Saved data entries:
================

Issue #4338, opened 2022-03-18
[SPIR-V] Error with switch statement with constant input


simontaylor81:
If I try to create a switch statement with a literal value as the input, I get an error like the following when compiling with spirv:
```
file.hlsl:5:7: error: non-32bit integer case value in switch statement unimplemented
        case 0:
             ^
```

This link should reproduce the issue: https://shader-playground.timjones.io/6fd31f9898afb861d22de36c0f989a85

Shader code, in case that link goes stale:
```
float PSMain() : SV_TARGET
{
    switch (0)
	{
	case 0:
        return 1;
    }
	return 0;
}
```

(Obviously you generally would not hand-write code like that, but in our case the code is generated).

The issue can be worked-around by assigning the value to a dummy variable, or introducing an (identity) cast, e.g. `switch ((int)0)`

PR #6049, opened 2023-11-21
[SPIR-V] Add support for 64-bit switch sel

sudonatalie:
Allow 64-bit integer variables as switch statement selectors and clarify the error message for literal selectors (related to #4338).

### DIFF
--- a/tools/clang/lib/SPIRV/SpirvEmitter.cpp
+++ b/tools/clang/lib/SPIRV/SpirvEmitter.cpp
@@ -25,8 +25,10 @@
 #include "clang/SPIRV/AstTypeProbe.h"
 #include "clang/SPIRV/String.h"
 #include "clang/Sema/Sema.h"
+#include "llvm/ADT/APInt.h"
 #include "llvm/ADT/SetVector.h"
 #include "llvm/ADT/StringExtras.h"
+#include "llvm/Support/Casting.h"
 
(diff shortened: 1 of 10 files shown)


tools/clang/lib/SPIRV/SpirvEmitter.cpp
```diff
@@ -13530,6 +13527,13 @@ void SpirvEmitter::processSwitchStmtUsingSpirvOpSwitch(
     doDeclStmt(condVarDeclStmt);
 
   auto *cond = switchStmt->getCond();
+  if (llvm::dyn_cast<IntegerLiteral>(cond)) {
+    emitError(
+        "integer literal selectors in switch statements not yet implemented",
+        cond->getLocStart());
+    return;
+  }
```
s-perron, line 13535: Under which conditions does this error come up? I see an error as a condition that could happen if the programmer did something wrong. There should be a test that these are emitted correctly. An assert or llvm unreachable is a case that should never happen. If it does, then there is something wrong in the code.

Please add a test for this error.

sudonatalie: Test added. It used to fail with `error: non-32bit integer case value in switch statement unimplemented` which was a bit confusing since it was a 32-bit integer literal. I haven't gotten to actually implementing that, but that was my original motivation that led me to this fix first on the way there.

s-perron (approved):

================

• _Assignment_: Reproduce each record exactly as written above.

• _Your response_:
Issue #4338, opened 2022-03-18
[SPIR-V] Error with switch statement with constant input


simontaylor81:
If I try to create a switch statement with a literal value as the input, I get an error like the following when compiling with spirv:
```
file.hlsl:5:7: error: non-32bit integer case value in switch statement unimplemented
        case 0:
             ^
```

This link should reproduce the issue: https://shader-playground.timjones.io/6fd31f9898afb861d22de36c0f989a85

Shader code, in case that link goes stale:
```
float PSMain() : SV_TARGET
{
    switch (0)
	{
	case 0:
        return 1;
    }
	return 0;
}
```

(Obviously you generally would not hand-write code like that, but in our case the code is generated).

The issue can be worked-around by assigning the value to a dummy variable, or introducing an (identity) cast, e.g. `switch ((int)0)`

PR #6049, opened 2023-11-21
[SPIR-V] Add support for 64-bit switch sel

sudonatalie:
Allow 64-bit integer variables as switch statement selectors and clarify the error message for literal selectors (related to #4338).

### DIFF
--- a/tools/clang/lib/SPIRV/SpirvEmitter.cpp
+++ b/tools/clang/lib/SPIRV/SpirvEmitter.cpp
@@ -25,8 +25,10 @@
 #include "clang/SPIRV/AstTypeProbe.h"
 #include "clang/SPIRV/String.h"
 #include "clang/Sema/Sema.h"
+#include "llvm/ADT/APInt.h"
 #include "llvm/ADT/SetVector.h"
 #include "llvm/ADT/StringExtras.h"
+#include "llvm/Support/Casting.h"
 
(diff shortened: 1 of 10 files shown)


tools/clang/lib/SPIRV/SpirvEmitter.cpp
```diff
@@ -13530,6 +13527,13 @@ void SpirvEmitter::processSwitchStmtUsingSpirvOpSwitch(
     doDeclStmt(condVarDeclStmt);
 
   auto *cond = switchStmt->getCond();
+  if (llvm::dyn_cast<IntegerLiteral>(cond)) {
+    emitError(
+        "integer literal selectors in switch statements not yet implemented",
+        cond->getLocStart());
+    return;
+  }
```
s-perron, line 13535: Under which conditions does this error come up? I see an error as a condition that could happen if the programmer did something wrong. There should be a test that these are emitted correctly. An assert or llvm unreachable is a case that should never happen. If it does, then there is something wrong in the code.

Please add a test for this error.

sudonatalie: Test added. It used to fail with `error: non-32bit integer case value in switch statement unimplemented` which was a bit confusing since it was a 32-bit integer literal. I haven't gotten to actually implementing that, but that was my original motivation that led me to this fix first on the way there.

s-perron (approved):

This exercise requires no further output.